**TASK DESCRIPTION**: Copies of all lines that contain "SebinSong" are needed; take them from the data below.

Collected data
PR #2749, opened 2025-04-14
#2719 - Auto-scrolling does not work when the browser tab is inactive.

### LINKED ISSUE #2719: New chats do not autoscroll down when tab is in background on Firefox
### Problem

When the Group Income tab is in the background, the chat hides new messages behind the text input box. 

Image

Firefox desktop.

### Solution

Fix.

SebinSong:
closes #2719 

**[Video for the fix]**

https://github.com/user-attachments/assets/c0bc89ce-978e-4847-aa23-ba05a4837fe4

### DIFF
--- a/frontend/views/containers/chatroom/ChatMain.vue
+++ b/frontend/views/containers/chatroom/ChatMain.vue
@@ -175,7 +175,7 @@ const onChatScroll = function () {
   const curScrollTop = this.$refs.conversation.scrollTop
   const curScrollBottom = curScrollTop + this.$refs.conversation.clientHeight
   const scrollTopMax = this.$refs.conversation.scrollHeight - this.$refs.conversation.clientHeight
-  this.ephemeral.scrolledDistance = scrollTopMax - curScrollTop
+  this.ephemeral.scrollableDistance = scrollTopMax - curScrollTop
 
   for (let i = this.messages.length - 1; i >= 0; i--) {
     const msg = this.messages[i]
@@ -201,7 +201,7 @@ const onChatScroll = function () {
     return
   }
 
-  if (this.ephemeral.scrolledDistance > ignorableScrollDistanceInPixel) {
+  if (this.ephemeral.scrollableDistance > ignorableScrollDistanceInPixel) {
     // Save the current scroll position per each chatroom
     for (let i = 0; i < this.messages.length - 1; i++) {
       const msg = this.messages[i]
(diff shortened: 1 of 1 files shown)


frontend/views/containers/chatroom/ChatMain.vue
```diff
@@ -616,11 +616,14 @@ export default ({
...
-        this.$refs.conversation.scroll({
+          this.$refs.conversation.scroll({
           left: 0,
           top: this.$refs.conversation.scrollHeight,
-          behavior: this.isReducedMotionMode
-            ? 'instant' // force 'instant' behaviour in reduced-motion mode regardless of the passed param.
+          // NOTE-1: Force 'instant' behaviour in reduced-motion mode regardless of the passed param.
+          // NOTE-2: Browsers suspend DOM animation when the tab is inactive. Passing 'smooth' option for an inactive browser window
+          //         leads to the scroll() action being ignored. So we need to explicitly pass 'instant' option in this case.
+          behavior: this.isReducedMotionMode || document.hidden
```
SebinSong, line 625: The cause of the issue was `Element.scroll()` with the `behavior: 'smooth'` option does not work when the browser tab is inactive. Below is an answer from ChatGPT regarding this behavior:

> This is a subtle (and frustrating) behavior in browsers—many of them throttle or suspend DOM updates, animations, and even some JavaScript operations when the tab is inactive to preserve resources.

Forcing the `behavior` option to be `instant` when `document.hidden` fixes the bug.

frontend/views/containers/chatroom/ChatMain.vue
```diff
@@ -1049,12 +1053,13 @@ export default ({
 
           this.latestEvents.push(serializedMessage)
 
-          if (this.ephemeral.scrolledDistance < 50) {
+          // When the current scroll position is nearly at the bottom and a new message is added, auto-scroll to the bottom.
+          if (this.ephemeral.scrollableDistance < 50) {
```
SebinSong, line 1056: `this.ephemeral.scrollableDistance < 50` here is an existing logic, it means the auto-scrolling to the new message is **only** executed when the current scroll position is **near the bottom**. My guess for the intention is that we prevent this behavior when the user is reading old messages in the chat, which feels like something we shouldn't remove/interrupt. Pls let me know if we need any adjustment to this though.

taoeffect (approved):
Great work @SebinSong! 👏

PR #2751, opened 2025-04-14
Add previousKeyOp

### LINKED ISSUE #2750: Implement previousKeyOp
### Problem

For implementing #354 we are going to need a way to securely request just the key-affecting operations in a fast way.

### Solution

Image

Add a `previousKeyOp` field to the header of each message that points to the CID of the previous key-affecting operation. This could be a message using `OP_KEY_ADD` and related KEY operations, or it could be an `OP_ATOMIC` message that contains a key affecting operation.

corrideat:
Closes #2750 

> [!CAUTION]
> This is a breaking change that requires re-creating contracts

### DIFF
--- a/backend/database.js
+++ b/backend/database.js
@@ -79,6 +79,21 @@ export default ((sbp('sbp/selectors/register', {
         }
       }
     })()
+    const fetchMeta = async () => {
+      if (currentHeight > latestHEADinfo.height) {
+        return false
+      }
+      const meta = await sbp('chelonia/db/getEntryMeta', contractID, currentHeight)
+      if (!meta) {
+        return false
+      }
+
+      const { hash: newCurrentHash, ...newServerMeta } = meta
+      currentHash = newCurrentHash
+      serverMeta = newServerMeta
+
+      return true
+    }
     // NOTE: if this ever stops working you can also try Readable.from():
     // https://nodejs.org/api/stream.html#stream_stream_readable_from_iterable_options
     const stream = new Readable({
@@ -96,33 +111,16 @@ export default ((sbp('sbp/selectors/register', {
           this.push(null)
           ended = true
         }
-        const fetchMeta = async () => {
-          if (currentHeight > latestHEADinfo.height) {
-            end()
-            return false
-          }
-          const { hash: newCurrentHash, ...newServerMeta } = (
-            await sbp('chelonia/db/getEntryMeta', contractID, currentHeight)
-          ) || {}
-          if (!newCurrentHash) {
-            end()
-            return false
-          }
-          currentHash = newCurrentHash
-          serverMeta = newServerMeta
-
-          return true
-        }
         if (counter < limit) {
           (async () => {
             try {
               if (options.keyOps) {
                 while (!serverMeta?.isKeyOp) {
                   await nextKeyOp()
-                  if (!fetchMeta()) return
+                  if (!await fetchMeta()) return end()
                 }
               } else {
-                if (!fetchMeta()) return
+                if (!await fetchMeta()) return end()
               }
               const entry = await sbp('chelonia/db/getEntry', currentHash)
               if (entry) {
--- a/backend/database.js
+++ b/backend/database.js
@@ -52,7 +52,7 @@ export default ((sbp('sbp/selectors/register', {
     }
     // Number of entries pushed.
     let counter = 0
-    let currentHeight = parseInt(height)
+    let currentHeight = height
     let currentHash, serverMeta
     let prefix = ''
     let ended = false
--- a/backend/database.js
+++ b/backend/database.js
@@ -55,7 +55,6 @@ export default ((sbp('sbp/selectors/register', {
     let currentHeight = height
     let currentHash, serverMeta
     let prefix = ''
-    let ended = false
     const nextKeyOp = (() => {
       let index
 
@@ -65,6 +64,7 @@ export default ((sbp('sbp/selectors/register', {
         }
         const value = index?.find((h, i) => {
           if (Number(h) >= currentHeight) {
+            // Remove values that no longer are relevant from the index
             index = ((index: any): any[]).splice(i + 1)
             return true
           } else {
@@ -72,11 +72,18 @@ export default ((sbp('sbp/selectors/register', {
           }
         })
         if (value != null) {
-          currentHeight = Number(value)
+          const newHeight = Number(value)
+          currentHeight = newHeight
         } else {
           currentHeight = currentHeight - currentHeight % 10000 + 10000
           index = undefined
+          if (currentHeight > latestHEADinfo.height) {
+            return false
+          } else {
+            return null
+          }
         }
+        return true
       }
     })()
     const fetchMeta = async () => {
@@ -96,58 +103,40 @@ export default ((sbp('sbp/selectors/register', {
     }
     // NOTE: if this ever stops working you can also try Readable.from():
     // https://nodejs.org/api/stream.html#stream_stream_readable_from_iterable_options
-    const stream = new Readable({
-      construct (cb) {
-        this.push('[')
-        cb()
-      },
-      read (): void {
-        if (ended) {
-          this.destroy()
-          return
-        }
-        const end = () => {
-          this.push(']')
-          this.push(null)
-          ended = true
-        }
-        if (counter < limit) {
-          (async () => {
-            try {
-              if (options.keyOps) {
-                while (!serverMeta?.isKeyOp) {
-                  await nextKeyOp()
-                  if (!await fetchMeta()) return end()
-                }
-              } else {
-                if (!await fetchMeta()) return end()
-              }
-              const entry = await sbp('chelonia/db/getEntry', currentHash)
-              if (entry) {
-                const currentPrefix = prefix
-                prefix = ','
-                counter++
-                this.push(
-                `${currentPrefix}"${strToB64(
-                  JSON.stringify({ serverMeta, message: entry.serialize() })
-                )}"`
-                )
-                currentHeight++
-                currentHash = undefined
-                serverMeta = undefined
-              } else {
-                end()
-              }
-            } catch (e) {
-              console.error(`[backend] streamEntriesAfter: read(): ${e.message}:`, e.stack)
-              end()
-            }
-          })()
-        } else {
-          end()
+    const stream = Readable.from((async function * () {
+      yield '['
+      await fetchMeta()
+      while (serverMeta && counter < limit) {
+        try {
+          const entry = await sbp('chelonia/db/getEntry', currentHash)
+          if (entry) {
+            const currentPrefix = prefix
+            prefix = ','
+            counter++
+            yield `${currentPrefix}"${strToB64(
+              JSON.stringify({ serverMeta, message: entry.serialize() })
+            )}"`
+            currentHeight++
+            currentHash = undefined
+            serverMeta = undefined
+          } else {
+            break
+          }
+          // queries with 'keyOps' always return the requested height, whether
+          // or not a keyOp.
+          if (options.keyOps) {
+            // Advance until the next key op
+            while ((await nextKeyOp()) === null);
+          }
+          await fetchMeta()
+        } catch (e) {
+          console.error(`[backend] streamEntriesAfter: read(): ${e.message}:`, e.stack)
+          break
         }
       }
-    })
+      yield ']'
+    })(), { encoding: 'UTF-8', objectMode: false })
+
     // $FlowFixMe[prop-missing]
     stream.headers = {
       'shelter-headinfo-head': latestHEADinfo.HEAD,
--- a/backend/database.js
+++ b/backend/database.js
@@ -30,6 +30,10 @@ const options = {
   }
 }
 
+// Segment length for keyop index. Changing this value will require rebuilding
+// this index. The value should be a power of 10 (e.g., 10, 100, 1000, 10000)
+export const KEYOP_SEGMENT_LENGTH = 10_000
+
 // Used by `throwIfFileOutsideDataDir()`.
 const dataFolder = path.resolve(options.fs.dirname)
 
@@ -55,17 +59,28 @@ export default ((sbp('sbp/selectors/register', {
     let currentHeight = height
     let currentHash, serverMeta
     let prefix = ''
+    // `nextKeyOp` is used to advance `currentHeight` when fetching keyOps, and
+    // more complex behaviour than simple 'increment by 1' is needed.
+    // It returns three possible values: `true`, indicating `currentHeight` has
+    // been set to the next `currentHeight`; `false`, indicating the end of
+    // the stream; and `null`, indicating the result is indeterminate and
+    // `nextKeyOp` should be called again (this is because key ops are indexed
+    // based on their height in segments of 10k height entries).
+    // `nextKeyOp` will do the following: if `currentHeight` points to a key op,
+    // it will leave `currentHeight` unchanged; otherwise, if `currentHeight`
+    // does _not_ point to a key op, `currentHeight` will be set to the smallest
+    // height larger than the current `currentHeight` value which is a key op.
     const nextKeyOp = (() => {
-      let index
+      let index: ?string[]
 
       return async () => {
         if (!index) {
-          index = (await sbp('chelonia.db/get', `_private_keyop_idx_${contractID}_${currentHeight - currentHeight % 10000}`))?.split('\x00')
+          index = (await sbp('chelonia.db/get', `_private_keyop_idx_${contractID}_${currentHeight - currentHeight % KEYOP_SEGMENT_LENGTH}`))?.split('\x00')
         }
         const value = index?.find((h, i) => {
           if (Number(h) >= currentHeight) {
             // Remove values that no longer are relevant from the index
-            index = ((index: any): any[]).splice(i + 1)
+            index = ((index: any): string[]).slice(i + 1)
             return true
           } else {
             return false
@@ -75,7 +90,11 @@ export default ((sbp('sbp/selectors/register', {
           const newHeight = Number(value)
           currentHeight = newHeight
         } else {
-          currentHeight = currentHeight - currentHeight % 10000 + 10000
+          // We've exhausted the current index; we'll return `null` and advance
+          // height by KEYOP_SEGMENT_LENGTH so that we can read the next index
+          // upon the next invocation (or, if we've reached the end of the
+          // contract, we return `false`).
+          currentHeight = currentHeight - currentHeight % KEYOP_SEGMENT_LENGTH + KEYOP_SEGMENT_LENGTH
           index = undefined
           if (currentHeight > latestHEADinfo.height) {
             return false
@@ -86,6 +105,16 @@ export default ((sbp('sbp/selectors/register', {
         return true
       }
     })()
+    // `fetchMeta` fetches metadata information for entries based on height.
+    // Crucially, it fetches the entry hash (i.e., height -> hash lookup), which
+    // is needed for returning the correct data.
+    // The return value isn't currently used but is left as it may be useful in
+    // the future if this code is refactored. `false` indicates that no metadata
+    // could be found (indicating the end of a contract --or some kind of data
+    // corruption) and that the stream has ended. `true` indicates that the
+    // function executed successfully and the stream continues.
+    // Currently, the return value is not used because we're relying on the
+    // truthiness of `serverMeta` as a subtitute.
     const fetchMeta = async () => {
       if (currentHeight > latestHEADinfo.height) {
         return false
@@ -109,23 +138,29 @@ export default ((sbp('sbp/selectors/register', {
       while (serverMeta && counter < limit) {
         try {
           const entry = await sbp('chelonia/db/getEntry', currentHash)
-          if (entry) {
-            const currentPrefix = prefix
-            prefix = ','
-            counter++
-            yield `${currentPrefix}"${strToB64(
-              JSON.stringify({ serverMeta, message: entry.serialize() })
-            )}"`
-            currentHeight++
-            currentHash = undefined
-            serverMeta = undefined
-          } else {
-            break
-          }
+          // If the entry doesn't exist, we may have reached the end
+          if (!entry) break
+          const currentPrefix = prefix
+          prefix = ','
+          counter++
+          yield `${currentPrefix}"${strToB64(
+            JSON.stringify({ serverMeta, message: entry.serialize() })
+          )}"`
+          // Note for future improvement: implement a generator function for
+          // advancing height, which would make this logic more general by
+          // having just something like `await height.next()` instead of this
+          // avancement here and separate logic for each special case (like the
+          // `if` below for key ops).
+          currentHeight++
+          currentHash = undefined
+          serverMeta = undefined
           // queries with 'keyOps' always return the requested height, whether
           // or not a keyOp.
           if (options.keyOps) {
-            // Advance until the next key op
+            // Advance `currentHeight` until the next key op
+            // `nextKeyOp` relies on the height advancing after an ideration and
+            // the previous currentHeight++ will not result in incorrect
+            // behaviour.
             while ((await nextKeyOp()) === null);
           }
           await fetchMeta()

**WRITTEN SOLUTION**:
SebinSong:
SebinSong, line 625: The cause of the issue was `Element.scroll()` with the `behavior: 'smooth'` option does not work when the browser tab is inactive. Below is an answer from ChatGPT regarding this behavior:
SebinSong, line 1056: `this.ephemeral.scrollableDistance < 50` here is an existing logic, it means the auto-scrolling to the new message is **only** executed when the current scroll position is **near the bottom**. My guess for the intention is that we prevent this behavior when the user is reading old messages in the chat, which feels like something we shouldn't remove/interrupt. Pls let me know if we need any adjustment to this though.
Great work @SebinSong! 👏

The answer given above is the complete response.